• Task requirements: Collect all lines from the records below that include the word "note".

• Data for analysis:
PR #18723, opened 2021-09-15
Explicit date_creation instead of date

PyroShape:


htdocs/fourn/class/fournisseur.commande.class.php
```diff
@@ -111,7 +111,7 @@ class CommandeFournisseur extends CommonOrder
 
 	public $socid;
 	public $fourn_id;
-	public $date;
+	public $date_creation;
```
eldy, line 114: We must keep the field $date (date of order) that may be different than date_creation.
I suggest to add public $date_creation instead of just replacing date.

htdocs/fourn/class/fournisseur.commande.class.php
```diff
@@ -375,7 +375,7 @@ public function fetch($id, $ref = '')
 			$this->total_localtax1		= $obj->localtax1;
 			$this->total_localtax2		= $obj->localtax2;
 			$this->total_ttc			= $obj->total_ttc;
-			$this->date = $this->db->jdate($obj->date_creation);
+			$this->date_creation = $this->db->jdate($obj->date_creation);
```
eldy, line 378: Keep also $this->date even if value will be same than date_creation.

htdocs/fourn/class/fournisseur.commande.class.php
```diff
@@ -1282,7 +1282,7 @@ public function create($user, $notrigger = 0)
 		$now = dol_now();
 
 		// set tmp vars
-		$date = ($this->date_commande ? $this->date_commande : $this->date); // in case of date is set
+		$date = ($this->date_commande ? $this->date_commande : $this->date_creation); // in case of date is set
```
eldy, line 1285: Should stay ->date

htdocs/fourn/class/fournisseur.commande.class.php
```diff
@@ -2847,9 +2847,9 @@ public function initAsSpecimen()
 		$this->ref = 'SPECIMEN';
 		$this->specimen = 1;
 		$this->socid = 1;
-		$this->date = $now;
+		$this->date_creation = $now;
```
eldy, line 2850: Keep also ->date, date_creation must be added not replacing

PyroShape:
Hello Eldy.
I don't understand why do you want to keep $date. It's in fact the $date_creation of the order, the date of order is $date_commande (or am I missing something ?)

eldy:
date_commande is the deprecated name. The name that we must use now to get the date of order is  ->date  (were are removing name in french and we also aligned all date of object -proposal,invoice,order- with name "date").
So we should now have the ->date property disappear (this is the real property name that must be used as date of order).

PyroShape:
Ok so if a date_commande exist, date should be the date_commande, instead the date is the date_creation.
Is that correct ?

eldy:
> Ok so if a date_commande exist, date should be the date_commande, instead the date is the date_creation. Is that correct ?

I merged PR. But note that date = date_command should always be set.

PR #18724, opened 2021-09-15
Fix ldap passw bug with activedirectory

ibuiv:
Fix to avoid LDAP Error: 53 (Unwilling to perform) on Samba4 AD

# Fix Bug on LDAP Samba4 AD when creating or updating password
Format was wrong creating LDAP Error: 53 (Unwilling to perform)


ibuiv:
My mastery of Git and GitHub is not perfect. 
My purpose was to fix this bug in 14.0
But, if I switch Base Branch, this PR includes 1400+ Files changed ... 
My bad

eldy:
Reason is that you must create another branch on your dev env from branch 14.0 instead of develop and make the change on this new env. When pushing your PR, it will be targeted into 14.
Don't worry, i will cherry-pick the commit into v14

PR #18729, opened 2021-09-16
NEW Expose bank account holder, label and number

esion-net:
NEW Expose bank account holder, label and number


FHenry:
@esion-net can only be PR on develop branch even if it seems "normal to have it" or "little change", all new feature are only in develop branch.

esion-net:
I know, but it really should have been implemented earlier as this fields are vital for a proper invoice. I pushed it to all branches from 12.0 upwards (we are using 12.0). It also already got merged in 13.0, 14.0 and develop. Please reconsider. 
#18730  #18732 #18733

PR #18737, opened 2021-09-16
FIX: task time: can't filter by user with pgsql + show error message

marc-dll:
natural_search() can't work on interger fields in pgsql because of mixing types. In this case, it's not needed anyway.


htdocs/projet/tasks/time.php
```diff
@@ -1058,7 +1058,7 @@
 		if ($search_note) $sql .= natural_search('t.note', $search_note);
 		if ($search_task_ref) $sql .= natural_search('pt.ref', $search_task_ref);
 		if ($search_task_label) $sql .= natural_search('pt.label', $search_task_label);
-		if ($search_user > 0) $sql .= natural_search('t.fk_user', $search_user);
+		if ($search_user > 0) $sql .= ' AND t.fk_user = ' . intval($search_user);
```
eldy, line 1061: Can you try instead 
natural_search('t.fk_user', $search_user, 2);

marc-dll: Done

• Response to this task:
I merged PR. But note that date = date_command should always be set.
 		if ($search_note) $sql .= natural_search('t.note', $search_note);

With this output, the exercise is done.